Traigo aquí una propuesta que hice en otro hilo, pues creo que pasó inadvertida (tal vez porque estaba fuera de tema).

He visto muchas veces que algunas personas se confunden cuando especifican "Native language".

Por ejemplo, algunos ponen "chino", y uno siente que no puede ser... que es muy pero muy raro que alguien cuya lengua materna es el chino pueda saber tanto de español (habrá casos, no digo que no, pero no me parece que sea usual). Esto, posiblemente, no importaría demasiado; pero otras veces ponen, por ejemplo "español", y luego preguntan qué quiere decir que una silla tiene cuatro patas porque no lo entienden... 

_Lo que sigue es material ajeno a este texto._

PR #3038, opened 2022-11-02
feature: Map bottom sheet should have travel to/from buttons

jorelosorio:
Closes https://github.com/AtB-AS/kundevendt/issues/2376


src/utils/navigation.tsx
```diff
@@ -33,12 +33,12 @@ export function settingToRouteName(
...
   switch (setting) {
     case 'assistant':
-      return 'Assistant';
+      return 'Dashboard';
     case 'departures':
       return 'Nearest';
     case 'ticketing':
       return 'Ticketing';
     default:
-      return 'Assistant';
```
jorelosorio, line 42: @gorandalum something is going on here after we removed the Assistant, I have replaced it with Dashboard the returns but not quite sure, could you please take a look?

jorelosorio: @gorandalum together with that, there is a compilation error in src/screens/AnonymousPurchase/ConsequencesScreen.tsx

jorelosorio:
@gorandalum because now assistant was removed and changed to dashboard there are many places where it is referenced as:

- src/screens/MobileTokenOnboarding/types.ts
- src/global-messages/GlobalMessagesContext.tsx 

and many others. I am not sure if all this will affects the app.

src/components/map/components/DeparturesDialogSheet.tsx
```diff
@@ -133,6 +152,30 @@ const DeparturesDialogSheet = ({
         }}
       />
       <View style={styles.departuresContainer}>
+        <View style={styles.buttonsContainer}>
+          <View style={styles.travelButton}>
+            <Button
+              text={t(AssistantTexts.location.travelFrom.title)}
```
gorandalum, line 158: Shouldn't use texts from `AssistantTexts` in the departures bottom sheet.

src/translations/screens/Assistant.ts
```diff
@@ -8,6 +8,12 @@ const AssistantTexts = {
     },
   },
   location: {
+    travelFrom: {
+      title: _(`Reise fra`, `Travel from`),
```
gorandalum, line 12: Reise -> Reis

src/components/map/components/DeparturesDialogSheet.tsx
```diff
@@ -150,6 +193,24 @@ const useBottomSheetStyles = StyleSheet.createThemeHook((theme) => ({
   departuresContainer: {
     flex: 1,
   },
+  buttonsContainer: {
+    padding: theme.spacings.medium,
+    flexDirection: 'row',
+    alignItems: 'center',
+    justifyContent: 'center',
```
gorandalum, line 200: Are `alignItems` and `justifyContent` necessary here?

src/screens/Map/MapScreen.tsx
```diff
@@ -34,6 +34,18 @@ export const MapScreen = ({navigation}: MapScreenProps<'MapScreen'>) => {
       activeItemIndex: 0,
     });
   };
+  const navigateToTripSearch: TravelFromAndToLocationsCallback = (
+    location,
+    destination,
+  ) => {
+    navigation.navigate({
+      name: 'TripSearch' as any,
```
gorandalum, line 42: Shouldn't use `any` here. Needs to go to `TripSearch` through the `Dashboard`. 
```
navigation.navigate('Dashboard', {
  screen: 'TripSearch'
  params: ... 
})
```

src/utils/navigation.tsx
gorandalum: In the `ConsequencesScreen` you need to navigate to the `DashboardRoot` through both the `TabNavigator` and `Dashboard` first.

gorandalum (changes requested):
This looks good! Some comments, but nothing that needs major refactorings 😅  Also try to be precise with the margins/paddings, I see some deviations from the design sketches which I'm sure will be commented during testing.

src/screens/Map/MapScreen.tsx
jorelosorio: @gorandalum how do I navigate to `TripSearch` through the `Dashboard` and continue using the merge feature in params as is now?

src/components/map/components/DeparturesDialogSheet.tsx
jorelosorio: In the design, the text appears to be centred.
image

src/utils/navigation.tsx
jorelosorio: Do you have any ideas on how to do it? I am a bit confused here.

jorelosorio:
> 

There is a container with a margin of 12 and text inside with padding 12 plus 24 which is the value required for the text:

image

Or were you talking about the spacing of the buttons? Could you please be more specific about where did you see the deviations, then I could fix them there?

src/components/map/components/DeparturesDialogSheet.tsx
gorandalum: But this is the `buttonsContainer`?

src/screens/Map/MapScreen.tsx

Creo que lo que sucede es que donde dice _Native language_ colocan la lengua que se habla en el país donde residen. Esto lo deduzco porque muchas veces coinciden _Location_ y _Native language_ y del comentario o la pregunta que hacen se deduce que están viviendo en ese país pero que no son nativos o que aprendieron a hablar en otra lengua.

Saber cuál es la lengua materna de un forista tiene importancia -a mi criterio- por lo siguiente: si la persona no domina el español (o al menos puedo suponer eso, aun si su consulta está muy bien formulada) trato de contestarle con palabras sencillas y con oraciones simples, y además utilizo la conjugación propia del tuteo, porque sé que no todos comprenden el voseo (tal vez en algún hilo viejo no lo hice, pero luego me di cuenta de ese detalle y, salvo que esté medio dormida, cambio de voseo a tuteo). 
Supongo, además, que esto pasará en otros foros.

En fin, creo convendría aclarar ese punto, para que quienes están completando los datos de inscripción sepan qué es lo que se les pregunta.

Así, les dejo la inquietud...

Saludos cordiales.


----------



## Prima Facie

Totalmente de acuerdo con lo expuesto por Calambur.


----------



## Valeria Mesalina

Hola,

El problema es que por muy claro que esté, parece que no lo entiende nadie.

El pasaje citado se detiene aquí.